Record-Keeping: Good News, Bad News
Geiger said the new permit regime carried no specific requirement to create a new type of record or form.
But that’s both good news and bad news, she said. Some companies may be relieved to find that they are already collecting required data, and may not need to create a new type of record.
But their existing records will have to be turned over to the EPA, where they will become public, subject to searches by citizens—and environmental groups. So companies should think carefully about whether they want to segregate out non-required information they may not want to become public.
“Do you really want all your Oil Record Book entries to become public?” Geiger asked.
Although the “permit” is not an actual permit, merely the totality of the new regulations, EPA can still require a company to file for an actual permit at any time.
Environmentalists Sue for Tougher Regs
Even before the tough new water discharge regulations take effect on February 6, the same environmentalists that filed the original lawsuit in 1999 are suing the Environmental Protection Agency, claiming they are not stringent enough.

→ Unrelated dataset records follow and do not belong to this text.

PR #355, opened 2016-04-01
New subtasking mechanism, improved.

prioux:
The subtasking mechanism has been improved to make it a little bit more abstract. This is for the moment mainly used in conjunction with fsl_sub and fsl_randomize in the cbrain-plugins-neuro package.

### DIFF
--- a/BrainPortal/app/models/cluster_task.rb
+++ b/BrainPortal/app/models/cluster_task.rb
@@ -1767,7 +1767,7 @@ chmod 755 ./.dockerjob.sh\n
 
     # Sets tool config among tool configs accessible by user of current task
     new_tool                = new_task.tool
-    accessible_tool_configs = ToolConfig.find_all_accessible_by_user(self.user).where(:tool_id => new_tool.id)
+    accessible_tool_configs = ToolConfig.find_all_accessible_by_user(self.user).where(:tool_id => new_tool.id, :bourreau_id => self.bourreau_id)
     new_tcid                = accessible_tool_configs.limit(1).raw_first_column(:id)[0] if new_tcid.blank?
     if new_tcid.blank? || ! accessible_tool_configs.where(:id => new_tcid).exists?
       raise "Cannot find an acceptable tool config ID for this user, tool, and bourreau.\n"
--- a/BrainPortal/app/models/cluster_task.rb
+++ b/BrainPortal/app/models/cluster_task.rb
@@ -1720,8 +1720,6 @@ chmod 755 ./.dockerjob.sh\n
       end # each new json descriptor
       self.status_transition("Subtasking", current_status)
     end
-  rescue  # TODO log error?
-    nil
   end
 
   protected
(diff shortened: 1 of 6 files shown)


BrainPortal/app/models/cluster_task.rb
```diff
@@ -1687,6 +1689,151 @@ def docker_commands
...
+    # to a CBRAIN installation and cannot be easily obtained by an
+    # external agent. In case no tool config id is provided, the first
+    # accessible tool config id will be selected.
+    schema = {
+      "type"       => "object",
+      "required"   => [ "tool-class", "parameters" ],
+      "properties" => {
+        "tool-class"     => { "type" => "string" },                                         # Class of the new task
+        "tool-config-id" => { "type" => "number" },                                         # Tool config id of the new task
+        "share_wd_tid"   => { "type" => "string" },                                         # ID of other task to share workdir
```
glatard: dashes could be used instead of underscores (-> share-wd-tid)

prioux: OK. NaN added that. I didn't know they were interchangeable, or if not then it means the JSON creation code also need to be adjusted.

BrainPortal/app/models/cluster_task.rb
```diff
@@ -1687,6 +1689,151 @@ def docker_commands
...
+        ensure
+          File.unlink(taskfile) rescue nil # to make sure we won't retry forever
+          #For debug
+          #File.rename(taskfile,"#{taskfile}.processed")
+        end
+      end # each new json descriptor
+      self.status_transition("Subtasking", current_status)
+    end
+  rescue  # TODO log error?
+    nil
```
glatard: May not be a very good idea to mask an exception...

BrainPortal/app/models/cluster_task.rb
```diff
@@ -1687,6 +1689,151 @@ def docker_commands
...
+
+    new_task.batch_id     = self.id
+    new_task.launch_time  = Time.now
+    self.level            = 0 if self.level.blank?
+    new_task.level        = self.level + 1 # New task will be one level up its "parent" task in the task table.
+    new_task.share_workdir_with(new_share_wd_tid, "Queued") if new_share_wd_tid # can be nil
+
+    # Sets tool config among tool configs accessible by user of current task
+    new_tool                = new_task.tool
+    accessible_tool_configs = ToolConfig.find_all_accessible_by_user(self.user).where(:tool_id => new_tool.id, :bourreau_id => self.bourreau_id)
```
glatard: In the future we may want to allow sub-tasks to be run in a different Bourreau. "use-same-bourreau" could be a parameter of the sub-task submission.

prioux: Okay, when we need to submit to other bourreaux we'll easily find the code and modify it accordingly. For the moment the default provides a bit of security.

On January 13, a coalition of environmental groups, including the Northwest Environmental Advocates (NWEA) of Portland, Ore., filed suit in the Ninth Circuit Court of Appeals, the same court that imposed the new rules on the EPA.
The suit targets blue-water rather than inland carriers, and is concerned with treating ballast water to prevent importation of invasive species. In a press release, NWEA executive director Nina Bell said the group wants the new ballast-water rules to comply with California’s regulations, the nation’s strictest. The current rules only require ballast tanks to be flushed with seawater. The group’s concern with invasive species traveling by ballast water was a key driver of the 1999 lawsuit.
The environmental groups are being represented by the Stanford Law School Environmental Law Clinic, and the Pacific Environmental Advocacy Center (PEAC) at Lewis and Clark Law School in Portland.